# Any KY Wildcat Fans Here?



## needsomebeans (Mar 5, 2015)

Does anyone think UK will go 40 and 0 this year?


----------



## TBoneJack (Mar 5, 2015)

I like Kentucky basketball, but I hate the "One and Done" thing going on there. Yes, it's going on elsewhere as well, but Calipari deals in it bigger than anyone else.

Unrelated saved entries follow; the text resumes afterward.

Issue #296, opened 2016-11-15
Include only a link in the relationships object


arielpontes:
According to the JSONAPI specification, if I have an `Article` model with a to-many relationship to a `Comment` model and I want to express this when I retrieve an `Article` resource, there are multiple valid ways I can do this:

1. Include the comments by default in the response, having a list of resource identifier objects in the `relationships` object and a list with the actual resource objects in the `included` object.
2. Return a list of resource identifier objects in the `relationships` object only, without including the actual attributes of the comments.
3. Include only a link (e.g. `/articles/1/comments`) in the `relationships` object.

I have a model that links to a lot of related objects so the 3rd option would be the best for me, but I can't configure the ResourceRelatedField to act like that. It always returns a `data` object with the full list of related resource identifiers. Is there a way I can avoid this? Or do I have to extend the class myself? Doesn't seem very trivial to do that in a clean way.

Ideally, since the JSONAPI specs accept these 3 options, I think this library should allow these 3 configurations out of the box.

benjaminlong:
Hello @arielpontes, have you managed to remove the `data` attribute when trying to use ResourceRelatedField ? I would like to have the same behavior.

benjaminlong:
Hello ! if the community thinks is the good improvement, I will have some time to work on this in the next month. Let me know if there are any first thoughts/ideas. 
- Should we add a `link_only` option ?
- Should we...
  - return the link, when `related_link_view_name` and `related_link_lookup_field` options  of the `ResourceRelatedFiled` are presents. 
  - return the  data if those optiosn aren't presents.
- A third option ?

All the best.

sliverc:
There is a `relations.HyperlinkedRelatedField` do you think this does what you expect?

Anton-Shutik:
@sliverc I didn't find a way I can use `relations.HyperlinkedRelatedField` and get `links` only in the relationship payload. May be I doing smth wrong ? Anyway, I think that impossible to do via DRF serializers or fields, because I've walked through `extract_relationships` and there is no way to get `data` key omitted and have `links` only

@arielpontes I've made a [PR](https://github.com/django-json-api/django-rest-framework-json-api/pull/443) that skips the "data", I think that is what you need to get your #3. Hope that helps you

sliverc:
[...]

Issue #178, opened 2015-12-23
Pagination of nested relationships


maryokhin:
Hello, recently started playing with this package, and while I am a bit struggling with somewhat scarce documentation, I really love the idea and how it works. 

One of the quirks I have is how to paginate nested relationships. My data can easily reach thousands of relations per object and that sometimes just hangs the server/browser.

I read the spec and [found out](http://jsonapi.org/format/#document-resource-object-relationships) that it is possible to have the server paginate also the internal relationships. 

> A relationship object that represents a to-many relationship MAY also contain pagination links under the links member.

I would guess that this is not implemented yet? If not, can you evaluate on how hard it would be to do something like this and maybe point me in the right direction on where to start?

maryokhin:
Here is what I found regarding implementation: http://stackoverflow.com/questions/15617595/paginate-relationship-in-django-rest-framework.

jerel:
Based on that stackoverflow the first thing I would suggest trying is `SerializerMethodResourceRelatedField`. It allows you to declare a method on the serializer who's data will show up in the `relationships` json. I don't believe it currently works to return a queryset of many items (pull request #151 is meant to address that) so that PR might need to be cleaned up and merged first.

maryokhin:
You mean an in-house implementation? I was thinking of maybe a generic implementation for the package. What I had in mind was:
* Having settings like `DEFAULT_RELATIONSHIP_PAGINATION_CLASS`, `RELATIONSHIP_PAGE_SIZE` etc. that are turned off by default.
* If setting is set, then paginate the relationships under the hood, serialize the links and so on.

So I was think how hard it would be to achieve something like this and how you look at that type of functionality being in the package. It just looks like functionality that anyone who has more than 20 relations per object would probably want.

jerel:
I meant in-house implementation in case you needed it right now. We would like to see a proper solution in this package so if you feel to contribute it would be most welcome. @jsenecal and I had discussed the setting approach and if I remember right we decided it would work well but haven't had time to implement yet.

It seems to me like pagination styles should be uniform across the API so perhaps the main pagination class (`rest_framework_json_api.pagination.PageNumberPagination`) could be used by default with `DEFAULT_RELATIONSHIP_PAGINATION_CLASS` being optional? I haven't thought through the technical side of it, might not be possible

maryokhin:
Should be possible if it doesn't break everyones API structure as soon as they upgrade, will take a look.

[...]

PR #443, opened 2018-07-11
"Data" key optional in relationships

Anton-Shutik:
Fixes #

## Description of the Change
This PR adds a flag `render_data` on ResourceRelatedField. Passing `render_data=False` will skip rendering "data" in responce, thus saving sql queries and improveing performance.

Json api docs says:
>A “relationship object” MUST contain at least one of the following: 
links, data, meta

Before:
```
"relationships": {
    "comments": {
        "data": [
             {
                 "type": "comments",
                  "id": "874"
             },
             {
                  "type": "comments",
                   "id": "877"
              },
              {
                  "type": "comments",
                  "id": "2273"
              }
       ],
       "links": {
           "self": "http://127.0.0.1:9000/drf/users/1/relationships/comments/",
           "related": "http://127.0.0.1:9000/drf/users/1/comments/",
           "first": "http://127.0.0.1:9000/drf/users/1/comments/?page=1",
            "last": "http://127.0.0.1:9000/drf/users/1/comments/?page=1",
            "next": null,
            "prev": null
       }
},
```

Using `comments=ResourceRelatedField(render_data=False, ...):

That being said, I agree it would be cool for any college team in the modern era to go undefeated. I'd like to see Kentucky do it, and then I'd like to see the proposed "Freshman Can't Play" rule go into effect soon thereafter.


----------



## needsomebeans (Mar 5, 2015)

I agree about the one and done deal, but Cal has mastered the concept. It is absolutely crazy how he can get young guys to buy into his system. I think if you passed the rule that freshman can't play a lot of the kids would take the overseas route like the kid that was going to go to SMU. I wish they would adopt the same rule as football and require them to be in college for three years.Thanks for the reply man.I love my UK athletics. How many years has it been since someone ran the table in mens basketball? I know UCLA did it several time but that was many years ago.


----------



## TBoneJack (Mar 5, 2015)

needsomebeans said:


> I agree about the one and done deal, but Cal has mastered the concept. It is absolutely crazy how he can get young guys to buy into his system. I think if you passed the rule that freshman can't play a lot of the kids would take the overseas route like the kid that was going to go to SMU. I wish they would adopt the same rule as football and require them to be in college for three years.Thanks for the reply man.I love my UK athletics. How many years has it been since someone ran the table in mens basketball? I know UCLA did it several time but that was many years ago.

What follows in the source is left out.